Des récits fantômes de Philippe Soupault aux fantômes de rêves d’Hervé Guibert, des grands vides ménagés sur la page de Maurice Roche à l’intensité tragique des rêves concentrationnaires de Jean Cayrol, des récits hâtivement transcrits au petit matin par Jacques Derrida ou Beatrix Beck aux longues et soigneuses dactylographies de Louis Althusser ou aux rêves relevés par l’anthropologue Georges Devereux, sans parler des graphes, des dessins, des collages, l’exposition Fragments du rêve montre que la matière des songes est faite d’encre et de papier.

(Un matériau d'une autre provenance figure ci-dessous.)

PR #842, opened 2021-10-01
Update to parcel 2.0.0-rc.0

andparsons:
Updates the parcel-transformer to match the changes in parcel@2.0.0-rc-0

### DIFF
--- a/packages/parcel-transformer/src/transformer.tsx
+++ b/packages/parcel-transformer/src/transformer.tsx
@@ -24,12 +24,12 @@ export default new Transformer<UserlandOpts>({
     const contents: UserlandOpts = {};
 
     if (conf) {
-      config.shouldInvalidateOnStartup();
+      config.invalidateOnStartup();
       Object.assign(contents, conf.contents);
     }
 
     // We always set a result so it's only evaluated once.
-    config.setResult(contents);
+    return contents;
   },
 
   canReuseAST() {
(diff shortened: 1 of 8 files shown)


packages/parcel-transformer/src/transformer.tsx
```diff
@@ -49,13 +48,18 @@ export default new Transformer<UserlandOpts>({
...
       filename: asset.filePath,
       caller: { name: 'compiled' },
       rootMode: 'upward-optional',
     });
 
-    return ast;
+    return {
+      type: 'babel',
+      version: '7.0.0',
+      code,
```
MonicaOlejniczak, line 60: You should remove `code`, as it's not used elsewhere in the transformer and shouldn't be needed in general

packages/parcel-transformer/src/transformer.tsx
```diff
@@ -111,13 +115,14 @@ export default new Transformer<UserlandOpts>({
...
-  generate({ ast, asset }) {
+  async generate({ ast, asset }) {
     // TODO: We're using babels standard generator. Internally parcel does some hacks in
     // the official Babel transformer to make it faster - using ASTree directly.
     // Perhaps we should do the same thing.
-    const { code, map } = generate(ast.program, {
+    const { code } = generate(ast.program, {
       filename: asset.filePath,
     });
+    const map = await asset.getMap();
```
MonicaOlejniczak, line 125: This will create inaccurate source maps, as it will use an old one. You should be able to update the line before to:

```
const { code, map } = generate(ast.program, {
  filename: asset.filePath,
  sourceMaps: true,
});
```

MonicaOlejniczak (changes requested):

madou:
Hi @andparsons - considering Parcel 2 is officially released would you be interested in contributing this further?

JakeLane:
Superseded by $794

PR #863, opened 2021-10-20
Keep `css` import in SC-to-Compiled codemod

flakeparadigm:
With the work being done in #857, we can now support keeping the `css` tagged template literals from Styled Components. Additionally, this implementation should make it easy to whitelist any additional Styled Components named imports we may eventually add support for.


JakeLane:
I think breaking changes for the codemod package are fine, as long as we follow semver correctly. We're expecting to change the API occasionally to support new features in our codemods.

Une autre matière cherche sans fin à donner forme au rêve, c’est le film, au point qu’on ne saurait plus dire si le rêve a engendré le film, ou si le film réinvente chaque nuit l’écriture de nos rêves.
C’est pourquoi, en partenariat avec le Centre Pompidou, l’exposition montrera, de Maya Deren à Joseph Cornell, quelques chefs- d’oeuvre des collections du Musée national d’art moderne qui font paraître, par éclats, cet « ombilic du rêve » qui nous hante.
Une exposition de Claire Paulhan.
Du mercredi au dimanche, de 14 h à 18 h.
Visites commentées gratuites les samedis et dimanches à 16 h.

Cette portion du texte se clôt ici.